= Hugues Meunier =

Hugues Meunier (18 December 1721 – 24 July 1792) was a brigadier general in the French army.

== Life ==
Born in Paris, Meunier entered the army in 1737 as a private in the Régiment de Nice, rising to grenadier in 1743, sergeant in 1744, sub-lieutenant in 1747 and lieutenant in 1750. During an attack as part of the Battle of Minorca on 20 May 1756 he was buried by an exploding mine and later the same year was made a chevalier de Saint-Louis.
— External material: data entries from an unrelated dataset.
PR #1690, opened 2016-09-19
STORM-2100 Fix Trident SQL join tests to not rely on ordering

HeartSaVioR:
Issue link: [STORM-2100](https://issues.apache.org/jira/browse/STORM-2100)

The join doesn't guarantee preserving order (Trident and SQL itself) so we shouldn't rely on that.

Before this patch, tests are failing with JDK7 (with 1.x-branch). I confirmed that this patch makes tests succeed with 1.x-branch & JDK 1.7 (1.7.0_79) combination.

@satishd Could you please review this? Thanks.

### DIFF
--- a/external/sql/storm-sql-core/src/test/org/apache/storm/sql/compiler/backends/trident/TestPlanCompiler.java
+++ b/external/sql/storm-sql-core/src/test/org/apache/storm/sql/compiler/backends/trident/TestPlanCompiler.java
@@ -19,34 +19,34 @@
  */
 package org.apache.storm.sql.compiler.backends.trident;
 
+import com.google.common.collect.Lists;
+import org.apache.calcite.adapter.java.JavaTypeFactory;
+import org.apache.calcite.jdbc.JavaTypeFactoryImpl;
+import org.apache.calcite.rel.type.RelDataTypeSystem;
+import org.apache.commons.collections4.CollectionUtils;
 import org.apache.storm.Config;
 import org.apache.storm.ILocalCluster;
 import org.apache.storm.LocalCluster;
 import org.apache.storm.generated.StormTopology;
-import org.apache.storm.sql.runtime.AbstractValuesProcessor;
-import org.apache.storm.tuple.Fields;
-import org.apache.storm.tuple.Values;
-import org.apache.storm.utils.Utils;
-import org.apache.calcite.adapter.java.JavaTypeFactory;
-import org.apache.calcite.jdbc.JavaTypeFactoryImpl;
-import org.apache.calcite.rel.type.RelDataTypeSystem;
 import org.apache.storm.sql.TestUtils;
 import org.apache.storm.sql.TestUtils.MockSqlTridentDataSource.CollectDataFunction;
 import org.apache.storm.sql.compiler.TestCompilerUtils;
 import org.apache.storm.sql.runtime.ISqlTridentDataSource;
 import org.apache.storm.sql.runtime.trident.AbstractTridentProcessor;
+import org.apache.storm.trident.TridentTopology;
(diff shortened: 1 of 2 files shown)


external/sql/storm-sql-core/src/test/org/apache/storm/sql/compiler/backends/trident/TestPlanCompiler.java
```diff
@@ -274,4 +276,9 @@ private void waitForCompletion(long timeout, Callable<Boolean> cond) throws Exce
       Thread.sleep(100);
     }
   }
+
+  private void assertArrayWithoutOrder(List<Values> expected, List<List<Object>> actual) {
+    Assert.assertTrue("Two arrays are not same!\n"+ "Expected: " + expected + "\n" + "Actual: " + actual,
+            expected.containsAll(actual) && actual.containsAll(expected));
```
satishd: @HeartSaVioR You may want to check for size equality as there can be different number of equal/same elements in those collections.

HeartSaVioR: @satishd Yes I missed the duplicated items. 
Btw, if we assume the duplication, checking size equality seems not enough too, since `[a b b a a]` and `[b b a a b]` is same length but it's not actually same. 
Checking cardinality of each element seems to be the safest way, and if the type of element is comparable, we can copy & sort two arrays and compare with ordered way.

satishd: @HeartSaVioR Do you want to address that?

satishd: @HeartSaVioR Sorry, I did not complete my earlier comment. Pl handle the collection equality check appropriately.

HeartSaVioR: @satishd Addressed via using CollectionUtils.isEqualCollection() in commons collections 4.

http://commons.apache.org/proper/commons-collections/javadocs/api-release/org/apache/commons/collections4/CollectionUtils.html#isEqualCollection(java.util.Collection,%20java.util.Collection)

external/sql/storm-sql-core/src/test/org/apache/storm/sql/compiler/backends/trident/TestPlanCompiler.java
```diff
@@ -274,4 +274,9 @@ private void waitForCompletion(long timeout, Callable<Boolean> cond) throws Exce
       Thread.sleep(100);
     }
   }
+
+  private void assertArrayWithoutOrder(List<Values> expected, List<List<Object>> actual) {
+    Assert.assertTrue("Two arrays are not same!\n"+ "Expected: " + expected + "\n" + "Actual: " + actual,
```
satishd: minor nit: Can you say `two collections` instead of `two arrays`?

satishd:
+1, once the remaining nit-pick is done.

external/sql/storm-sql-core/src/test/org/apache/storm/sql/compiler/backends/trident/TestPlanCompiler.java
HeartSaVioR: @satishd Thanks for the detailed review. Changed to `Two lists` :) also rename the method name to represent list.

satishd:
Thanks @HeartSaVioR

In 1759 he was made an aide major, in 1761 a captain and in 1765 a capitaine aide major. In 1771, he was made a major in the Régiment de La Fère, in which he became a lieutenant-colonel in 1773 (a rank confirmed on 5 June 1781). On 25 July 1791 he was made colonel and commander of the 70th Infantry Regiment. Whilst commanding his regiment he moved to fort de Tournoux in Perpignan, becoming adjutant-general on the staff there on 17 July 1792.

On 22 July 1792 Meunier rose to maréchal de camp in the armée du Midi, but died on the road at Les Vans two days later, whilst en route with his regiment to put down the royalist uprising fomented by the comte de Saillans. His son Hugues Alexandre Joseph Meunier (1758-1831) also became a general.